■ Exercise details: State how many lines of the entries below hold the word "deployment"; reply with nothing but the number.

Items from a dataset:
__________

PR #922, opened 2023-03-03
ci: fix codecov upload

phbelitz:
## Description

Fixes codecov upload.

## Checklist

### DIFF
--- a/.github/workflows/.reusable-unit-test.yml
+++ b/.github/workflows/.reusable-unit-test.yml
@@ -9,7 +9,7 @@ jobs:
   pytest:
     runs-on: ubuntu-latest
     container:
-      image: python:slim
+      image: python:3
     steps:
       - name: Checkout code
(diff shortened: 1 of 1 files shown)


.github/workflows/.reusable-unit-test.yml
```diff
@@ -15,6 +15,7 @@ jobs:
         uses: actions/checkout@93ea575cb5d8a053eaa0ac8fa3b40d7e05a33cc8 # v3.1.0
       - name: Install
         run: |
+          apt update && apt install -y git
```
xopham, line 18: you should be able to use the non-slim python container above and not have to do an update/install here, which may be faster

xopham: also, I do believe that "ubuntu-latest" does contain python, so I am not certain why we chose the container to begin with.

phbelitz: tried the `ubuntu:22.04` container ... doesn't have python or git installed ... :(

xopham (approved):
lgtm

PR #1835, opened 2024-11-22
ci: rework build step

phbelitz:
Removed the signing of the build image and creation of SBOM to reduce complexity. Also moved the code of the context and build action into the reusable build workflow.

## Checklist


.github/workflows/.reusable-build.yml
```diff
@@ -79,21 +141,46 @@ jobs:
...
-          repo_token: ${{ secrets.GITHUB_TOKEN }}
-          cosign_private_key: ${{ secrets.COSIGN_PRIVATE_KEY }}
-          cosign_password: ${{ secrets.COSIGN_PASSWORD }}
+          push: true
+          cache-from: type=gha
+          cache-to: type=gha,mode=max
+          file: build/Dockerfile
+          labels: ${{ needs.context.outputs.build_labels }}
+          tags: ${{ steps.tags.outputs.tags }}
+          sbom: false  # Duplicates SBOMs manually created below
```
Starkteetje, line 173: this comment is no longer accurate

test/integration/common_functions.sh
```diff
@@ -180,20 +180,12 @@ ghcr_update() { # $1: file
     yq e -i '.kubernetes.deployment.image.tag = env(TAG)' $1
     # add imagePullSecrets
     yq e -i '.kubernetes.deployment.image.imagePullSecrets[0].name = env(IMAGEPULLSECRET)' $1
-    # add cosign validator:
```
Starkteetje, line 183: This change completely changes the context of this function. It should at least be renamed. Probably, we can get rid of it, too

Starkteetje: Maybe even the whole stuff related to GHCR can be scrubbed from the testcases

phbelitz: the ghcr image is still present, this much hasn't changed. only thing that has changed is that the image is no longer signed. thus the function is still valid.

Starkteetje (approved):

PR #1842, opened 2024-11-25
feat: support single-line json as log format

czenker:
Also introduces a structure to add more log formats should the need arise. Does not change the default of logging prettified json.

## Description

Log Shippers are usually less complex and less error-prone when they only have to handle single-line logs. This PR adds the ability to change the log format to single-line json, but does not change the default multi-line json.

## Checklist


phbelitz:
closing in favor of #1846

__________

■ Response area: 2